Central to understanding Hobbes on free will is his debate with Bishop Bramhall, published in London in 1656 as The Questions Concerning Liberty, Necessity and Chance. Bramhall was the Anglican bishop of Derry, and shared an exile with Hobbes in Paris during the Civil Wars. In this debate Bramhall represented the will-based medieval scholastic tradition, and gave an account of human action and its freedom that owed much to thinkers such as Aquinas and Scotus. Hobbes’s criticism was acerbic and deeply influential. I am working on a modern edition of The Questions for the new Clarendon edition of the works of Hobbes. Part of Hobbes’s contribution to the debate exists separately under the title Of Liberty and Necessity. Excerpts from this work and from other of Hobbes’s writings are to be found in British Moralists 1650–1800, edited by D. D. Raphael (Hackett, 1991). Worth reading is the discussion of action and the passions at the beginning of Hobbes’s great political work Leviathan (see the beginning chapters, and especially chapter 6), edited by R. Tuck (Cambridge University Press, 1996). See also my paper on Hobbes and the medieval tradition mentioned above.
An account of action and freedom that is more complex than Hobbes’s, but which clearly owes more than it admits to him, is to be found in book 2, chapter 21, ‘Of power’ in John Locke’s Essay concerning Human Understanding—see the edition by P. H. Nidditch (Oxford University Press, 1975).
Modern English-language Compatibilism owes much to David Hume. An important statement of his views is to be found in An Enquiry Concerning Human Understanding, section 8, ‘Of Liberty and Necessity’—see the edition by L. A. Selby-Bigge (Oxford University Press, 1975). Hume’s scepticism regarding our knowledge and experience of causation is stated in the preceding section 7 of the Enquiry entitled ‘Of the Idea of Necessary Connexion’. The interpretation of Hume on causation is disputed—see The Sceptical Realism of David Hume by John P. Wright (Manchester University Press, 1983) and Galen Strawson’s The Secret Connexion (Oxford University Press, 1989).
Central to understanding Kant on action and freedom, and on morality generally, is his Groundwork of a Metaphysics of Morals (see, for example, the translation by H. J. Paton, Harper & Row, 1964). But Kant’s views are complex and changed over time, even within his mature system. One useful discussion is Henry E. Allison’s Kant’s Theory of Freedom (Cambridge University Press, 1990).

الجدل الحديث

There have been countless statements of Compatibilism within the modern English-language tradition. For a short paper, see A. J. Ayer’s ‘Freedom and Necessity’, in the first edition of the Gary Watson collection on Free Will and in Ayer’s Philosophical Essays (New York, 1954); and for a book, Daniel Dennett’s Elbow Room (MIT Press, 1984).
A subtle argument around the place of blame and resentment in human life is Peter Strawson’s ‘Freedom and Resentment’, in the Gary Watson collection.
Susan Wolf explores the rationalist view that free will and responsibility are to be identified with the capacity to act rationally in her Freedom within Reason (Oxford University Press, 1990).

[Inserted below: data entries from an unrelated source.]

PR #1142, opened 2024-07-19
Added new meassurement device and corrected documentation comment

Konradrundfunk:


BenediktBurger:
Hey @Konradrundfunk , thanks for your contribution.

Is any other device similar to your new one, such that no new driver is needed?

If it remains a new device, please add also the device documentation (in the docs/api) folder.

Konradrundfunk:
Okay thanks, I think only that one device will support the specified ranges. Will add the documentation asap.

docs/api/instruments/keysight/keysightE36311A.rst
BenediktBurger, line 1: You need to include a link to this file in the parent's `index.rst` file. That will fix the warning shown below.

pymeasure/instruments/keysight/keysightE36311A.py
```diff
@@ -0,0 +1,104 @@
...
+        "OUTPut? (@{ch})",
+        "OUTPut %d, (@{ch})",
+        """Control whether the channel output is enabled (boolean).""",
+        validator=strict_discrete_set,
+        map_values=True,
+        values={True: 1, False: 0},
+    )
+
+
+class KeysightE36311A(SCPIUnknownMixin, Instrument):
```
BenediktBurger, line 74: Does the device support SCPI? Then use `SCPIMixin` instead of `SCPIUnknownMixin`. Otherwise do not use a Mixin, but set `includeSCPI=False` in the super init call.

For the sceptical position see Galen Strawson’s ‘The Impossibility of Moral Responsibility’, in the Gary Watson collection, and also his Freedom and Belief (Oxford University Press, 1986).
Harry Frankfurt argues for basing moral responsibility on voluntariness rather than freedom in his ‘Alternate Possibilities and Moral Responsibility’, to be found in a collection of his papers The Importance of What We Care About (Cambridge University Press, 1988).
A prominent recent defence of Libertarianism is Robert Kane’s The Significance of Free Will (Oxford University Press, 1998). There is a good overview of recent libertarian theories in Randolph Clarke’s Libertarian Accounts of Free Will (Oxford University Press, 2003). Both these books argue for positions rather different from my own.
My own views on freedom and action are developed further in my The Ethics of Action: Action and Self-Determination (Oxford University Press, forthcoming). A companion volume The Ethics of Action: Action and Normativity, will discuss the place of action within morality, and in particular the nature of moral obligation.